Long-read RNA-seq mapping - very close competition between GMAP and Minimap2
by Krešimir Križanović
Recently, our paper on RNA mappers for 3rd generation sequencing data has been published by Bioinformatics (https://doi.org/10.1093/bioinformatics/btx668). During the work on the paper, Minimap2 (https://github.com/lh3/minimap2) did not have support for RNA mapping and there was not enough time to include it in the tests during the revision process. Recently, we have run Minimap2 on our test dataset and the results (compared to other RNA mapping tools that we tested in our paper) are given in the tables below.
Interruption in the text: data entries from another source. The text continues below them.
PR #4197, opened 2026-07-30
[CausalLM] Chunked forward prefill: cap the activation plane at long context

jijoongmoon:
`NNTR_PREFILL_CHUNK=C` drives the prefill **forward** in C-token chunks instead of one M-token block.
Each chunk feeds its tokens at input row 0 and writes KV at the absolute range `[from, from+clen)`; the
next chunk attends over the accumulated cache. This is the exact token-feed pattern the decode call
shape already uses (tokens at row 0, absolute KV position via `from`), generalized from `chunk=1` to
`chunk=C` — not a new execution model.

**What it buys.** The prefill *activation plane*, not the KV cache, is the dominant long-context memory
term. It is sized to `INIT_SEQ_LEN` because the shared activation tensors are built at
`{1,1,1,INIT_SEQ_LEN}` and `resetInputDimension` is disabled, so an unchunked whole-document prefill
needs `INIT_SEQ_LEN >= the document` and the plane grows linearly with context. Chunking decouples the
two: `INIT_SEQ_LEN` becomes the activation/chunk height (small) while `MAX_SEQ_LEN` stays the KV capacity
(large).

|---|---|---|
| `chunk=1024` | **4,272 MB** | **1085 TPS** (+15 % over the full plane) |

So chunking is not a memory-for-speed trade here — at long context it is faster *and* ~8 GB smaller,
because the full plane no longer fits comfortably.

`NNTR_PREFILL_CHUNK=0` is the sole documented opt-out for this rung, and the default is unchunked, so
existing behaviour is byte-identical unless the knob is set.

Depends-on: #4196

**New in this rung:** `[CausalLM] Chunked forward prefill: cap the activation plane at long context`.

**Not included / IMPORTANT:** the shared activation layers still assume "`from > 0` implies a
single-token decode step". Chunk 2 of a chunked prefill therefore aborts (`incremental step size is not
1`) until the **layer** rung lands — that is the very next PR in this series and this rung is not usable
without it. They are split because the layer change touches six layers and is reviewable on its own.

**Validated:** the 32K cell above; the default (unchunked) path is untouched.

---

Depends-on: #4196


jijoongmoon:
**Superseded by #4198**, which contains these commits and reviews them together.

`upstream-pr/trackCtx-chunked-prefill` is a **git ancestor** of #4198's head — verified with
`git rev-list <this head> ^<#4198 head>` = **0 commits**, so this rung's commit is literally in that PR's
history. #4198's body now carries this rung's documentation in full: the forward-chunk mechanism and why it
is the decode call shape generalized rather than a new execution model, the activation-plane measurement
(32K: 12,814 → 4,272 MB with +15 % prefill, and the note that ~8 GB of the 32K footprint is activation
plane and **not** KV, kept separate from the ring's KV number), the chunk-size sweep behind the 4096
default, the ARM/Adreno 0 default with its measured OHWI V-mirror restride reason (−34 % on a 1073-token
prompt), and the `NNTR_PREFILL_CHUNK=0` opt-out contract.

Why consolidate: chunking is **default-ON at 4096** on x86/x64, and without the layer half every chunk-2
call aborts (`incremental step size is not 1` / `Creating shared tensor of size bigger than tensor memory`)
for any prompt past the chunk size. Two PRs create a default-on broken state that a bisect can land inside;
one PR removes that bisect point. The capability *is* the `from > 0` block-call contract, so every layer
participating in it belongs in the same merge.

Closing in favour of #4198.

Full results for all tested mappers, the details on the used tools, datasets and metrics can be found in the paper (link above) and in the GitHub repository for the tools that we developed for the evaluation (https://github.com/kkrizanovic/RNAseqEval). All real and simulated datasets, as well as all of the data used for dataset simulation can be found at FigShare (https://figshare.com/projects/RNAseq_benchmark/24391).
Our test datasets include 4 simulated and 4 real datasets of varying complexity. The details are given in the table below. In our evaluation, we used different metrics for synthetic and for real datasets. For synthetic datasets, origin of each simulated read is precisely known (generated by the simulator). Therefore, it is possible to precisely evaluate mapping precision for each read. Three simulated datasets were simulated with the same error profile (for PacBio ROI), while one was simulated with ONT MinION error profile. For real datasets, read origins are unknown, and mapping is evaluated by comparing it to the set of annotations. We cannot determine with certainty if a read is mapped correctly, we can only check if it overlaps an exon or several exons in a series, corresponding to an annotation. All real datasets we obtained from the same organism, but have different error profiles, due to different technologies, error correction or read type.
Table 1. Test datasets.
The results show Minimap2 achieves very good results for all datasets, similar to GMAP (usually within few percent), the mapper that proved the best in our tests for the paper. It maps more reads than other mappers on all simulated and real datasets (row Aligned), or at least it reports the most reads as mapped.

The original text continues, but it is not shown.